*** EXERCISE MATERIALS Section Begins ***

PR #12345, opened 2026-05-15
Fix radio field crash with nested option strings

FloEdelmann:
When a `radio` field uses `stringsCrossReference` to reference another field whose option strings are structured as `{ title, description }` objects (rather than flat strings), rendering the field throws:

```
TypeError: callback.apply is not a function
```

This happens because `tInfo` returns the raw `{ title, description }` object in `texts`, and `t.append` then calls `selection.call(object)` — but D3's `selection.call()` expects a function.

The `combo` field already handles this correctly via its `getLabelId` helper, which checks for a `.title` sub-key first. The `radio` field was missing equivalent logic.

This issue was exposed by [openstreetmap/id-tagging-schema#2268](https://github.com/openstreetmap/id-tagging-schema/pull/2268), which changes the `parking_entrance` field from type `combo` to type `radio`. The `parking` field it references via `stringsCrossReference` uses nested `{ title, description }` option strings.

### DIFF
--- a/modules/ui/fields/radio.js
+++ b/modules/ui/fields/radio.js
@@ -66,7 +66,12 @@ export function uiFieldRadio(field, context) {
 
         enter
             .append('span')
-            .each(function(d) { strings.t.append('options.' + d, { 'default': d })(d3_select(this)); });
+            .each(function(d) {
+                const labelId = strings.hasTextForStringId('options.' + d + '.title')
+                    ? 'options.' + d + '.title'
+                    : 'options.' + d;
+                strings.t.append(labelId, { 'default': d })(d3_select(this));
+            });
 
         labels = labels
             .merge(enter);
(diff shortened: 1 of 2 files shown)


FloEdelmann:
Yay, issue **`#12345`** :partying_face: :smile:

tordans:
This will not happen anymore after https://github.com/ideditor/schema-builder/pull/281, right?

tyrasd:
> This will not happen anymore after https://github.com/ideditor/schema-builder/pull/281, right?

No, this fix is still relevant also when we have pre-resolved strings: If a `radio` field references strings from a `combo` field with "nested" strings (i.e. separate `title` and `description` properties), the `radio` field still needs to explicitly choose the `.title` string instead of the simple "non-nested" string that radio fields usually have.

* [x] We might want to document how `radio` fields interpret strings in the schema-builder docs: https://github.com/ideditor/schema-builder/#strings

tyrasd (approved):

*** EXERCISE MATERIALS Section Ends ***

#### TASK TO CARRY OUT
Repeat the entire listing above, keeping every line exactly the same.

#### SOLUTION FOR THIS TASK
PR #12345, opened 2026-05-15
Fix radio field crash with nested option strings

FloEdelmann:
When a `radio` field uses `stringsCrossReference` to reference another field whose option strings are structured as `{ title, description }` objects (rather than flat strings), rendering the field throws:

```
TypeError: callback.apply is not a function
```

This happens because `tInfo` returns the raw `{ title, description }` object in `texts`, and `t.append` then calls `selection.call(object)` — but D3's `selection.call()` expects a function.

The `combo` field already handles this correctly via its `getLabelId` helper, which checks for a `.title` sub-key first. The `radio` field was missing equivalent logic.

This issue was exposed by [openstreetmap/id-tagging-schema#2268](https://github.com/openstreetmap/id-tagging-schema/pull/2268), which changes the `parking_entrance` field from type `combo` to type `radio`. The `parking` field it references via `stringsCrossReference` uses nested `{ title, description }` option strings.

### DIFF
--- a/modules/ui/fields/radio.js
+++ b/modules/ui/fields/radio.js
@@ -66,7 +66,12 @@ export function uiFieldRadio(field, context) {
 
         enter
             .append('span')
-            .each(function(d) { strings.t.append('options.' + d, { 'default': d })(d3_select(this)); });
+            .each(function(d) {
+                const labelId = strings.hasTextForStringId('options.' + d + '.title')
+                    ? 'options.' + d + '.title'
+                    : 'options.' + d;
+                strings.t.append(labelId, { 'default': d })(d3_select(this));
+            });
 
         labels = labels
             .merge(enter);
(diff shortened: 1 of 2 files shown)


FloEdelmann:
Yay, issue **`#12345`** :partying_face: :smile:

tordans:
This will not happen anymore after https://github.com/ideditor/schema-builder/pull/281, right?

tyrasd:
> This will not happen anymore after https://github.com/ideditor/schema-builder/pull/281, right?

No, this fix is still relevant also when we have pre-resolved strings: If a `radio` field references strings from a `combo` field with "nested" strings (i.e. separate `title` and `description` properties), the `radio` field still needs to explicitly choose the `.title` string instead of the simple "non-nested" string that radio fields usually have.

* [x] We might want to document how `radio` fields interpret strings in the schema-builder docs: https://github.com/ideditor/schema-builder/#strings

tyrasd (approved):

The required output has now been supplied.